(Stored data)
—————
PR #148, opened 2017-02-06
T15310

GeorgesStavracas:
https://phabricator.endlessm.com/T15310

### DIFF
--- a/gnome-initial-setup/pages/language/cc-language-chooser.c
+++ b/gnome-initial-setup/pages/language/cc-language-chooser.c
@@ -547,6 +547,7 @@ void
 cc_language_chooser_init (CcLanguageChooser *chooser)
 {
         chooser->priv = GET_PRIVATE (chooser);
+        chooser->priv->showing_extra = TRUE;
 }
 
 void
--- a/gnome-initial-setup/pages/language/cc-language-chooser.c
+++ b/gnome-initial-setup/pages/language/cc-language-chooser.c
@@ -59,6 +59,9 @@ struct _CcLanguageChooserPrivate
         GtkWidget *more_item;
         GtkWidget *filter_entry;
         GtkWidget *language_list;
+        GtkWidget *language_scrolledwindow;
+        GtkWidget *to_be_scrolled_row;
+        gboolean initial_scroll;
         gboolean showing_extra;
         gchar **filter_words;
         gchar *language;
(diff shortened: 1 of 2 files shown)


gnome-initial-setup/pages/language/cc-language-chooser.c
```diff
@@ -145,10 +147,91 @@ language_widget_new (const char *locale_id,
...
+{
+        ScrollData *data;
+
+        data = g_new0 (ScrollData, 1);
+        data->row = row;
+        data->chooser = self;
+
+        /* Nothing is scheduled, we should do it now */
+        if (self->priv->scroll_timeout_id > 0)
+                g_source_remove (self->priv->scroll_timeout_id);
```
cosimoc: It looks to me that the only reason you ever need to schedule a timeout is when the widget is not yet mapped. But you should not use a timeout/retry mechanism to know when the widget gets mapped -- you can simply connect to the `map` signal.

gnome-initial-setup/pages/language/cc-language-chooser.c
```diff
@@ -145,10 +147,91 @@ language_widget_new (const char *locale_id,
...
+
+        vadjustment = gtk_scrolled_window_get_vadjustment (GTK_SCROLLED_WINDOW (self->priv->language_scrolledwindow));
+        page = gtk_adjustment_get_page_size (vadjustment);
+        max = gtk_adjustment_get_upper (vadjustment);
+
+        page_increment = gtk_adjustment_get_page_increment (vadjustment);
+        real_value = get_selected_language_row_y (row) - page_increment / 2.0;
+        value = gtk_adjustment_get_value (vadjustment);
+
+        gtk_adjustment_set_page_increment (vadjustment, real_value - value);
```
cosimoc: This does not seem like the best way to scroll -- the `scroll-child` signal is a keybinding signal that is managed internally by `GtkScrolledWindow`. I think you can just use `gtk_adjustment_set_value()` instead.

GeorgesStavracas: Using `gtk_adjustment_set_value()` is OK, but won't have that nifty scroll animation. This approach was actually suggested by Matthias Clasen himself, so I believe it's OK to use it here.

gnome-initial-setup/pages/language/cc-language-chooser.c
GeorgesStavracas: I'm not sure why, but previous testing showed that using the `map` signal don't work. Not only here, but in other applications as well, nothing happens. Usually, trying to scroll an unmapped scrolledwindow would result in a segfault - but scrolling against the `map` and `map-event` signals does absolutely nothing.

cosimoc: Perhaps because the condition you want to check is whether the widget is realized instead? I am not very comfortable merging the timeout hack without at least understanding why we would be forced to use it.

gnome-initial-setup/pages/language/cc-language-chooser.c
cosimoc: The requirement is really only that it appears centered the first time it comes up pre-selected, not that every click centers it, so I don't think the animation is worth the code. I actually think that it is confusing if it centered itself at every click, since that's not what other scrolled lists do.
So I would
- change the code so that it only centers the initial selection and not further clicks
- remove the animation

gnome-initial-setup/pages/language/cc-language-chooser.c
```diff
@@ -145,10 +148,80 @@ language_widget_new (const char *locale_id,
...
+        ScrollData *data;
+
+        data = g_new0 (ScrollData, 1);
+        data->row = row;
+        data->chooser = self;
+
+        if (gtk_widget_get_realized (self->priv->language_scrolledwindow)) {
+                update_scroll_position (data);
+        } else {
+                self->priv->scroll_handler_id =
```
cosimoc: I don't think you actually need to save this.

gnome-initial-setup/pages/language/cc-language-chooser.c
```diff
@@ -145,10 +148,80 @@ language_widget_new (const char *locale_id,
...
+                 GtkWidget         *row)
+{
+        ScrollData *data;
+
+        data = g_new0 (ScrollData, 1);
+        data->row = row;
+        data->chooser = self;
+
+        if (gtk_widget_get_realized (self->priv->language_scrolledwindow)) {
+                update_scroll_position (data);
```
cosimoc: Nitpick: early return here.

gnome-initial-setup/pages/language/cc-language-chooser.c
```diff
@@ -145,10 +148,80 @@ language_widget_new (const char *locale_id,
...
+
+static void
+schedule_scroll (CcLanguageChooser *self,
+                 GtkWidget         *row)
+{
+        ScrollData *data;
+
+        data = g_new0 (ScrollData, 1);
+        data->row = row;
+        data->chooser = self;
```
cosimoc: At the moment this data struct is leaked; but I think I would prefer it if you just saved the row to scroll to inside the private structure instead of using a separate one.

gnome-initial-setup/pages/language/cc-language-chooser.c
```diff
@@ -145,10 +148,63 @@ language_widget_new (const char *locale_id,
...
+static void
+schedule_scroll (CcLanguageChooser *self,
+                 GtkWidget         *row)
+{
+        self->priv->to_be_scrolled_row = row;
+
+        if (gtk_widget_get_realized (self->priv->language_scrolledwindow)) {
+                update_scroll_position (self);
+                return;
+        } else {
```
cosimoc: Sorry for being so pedantic here, but if we return early, we should also get rid of the `else`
—————
■ What is being asked
Your response should hold the lines from the first line of the entries above through the line with "-547,6 +547,7 @@ void", each retyped exactly, and nothing else.

■ Written answer
PR #148, opened 2017-02-06
T15310

GeorgesStavracas:
https://phabricator.endlessm.com/T15310

### DIFF
--- a/gnome-initial-setup/pages/language/cc-language-chooser.c
+++ b/gnome-initial-setup/pages/language/cc-language-chooser.c
@@ -547,6 +547,7 @@ void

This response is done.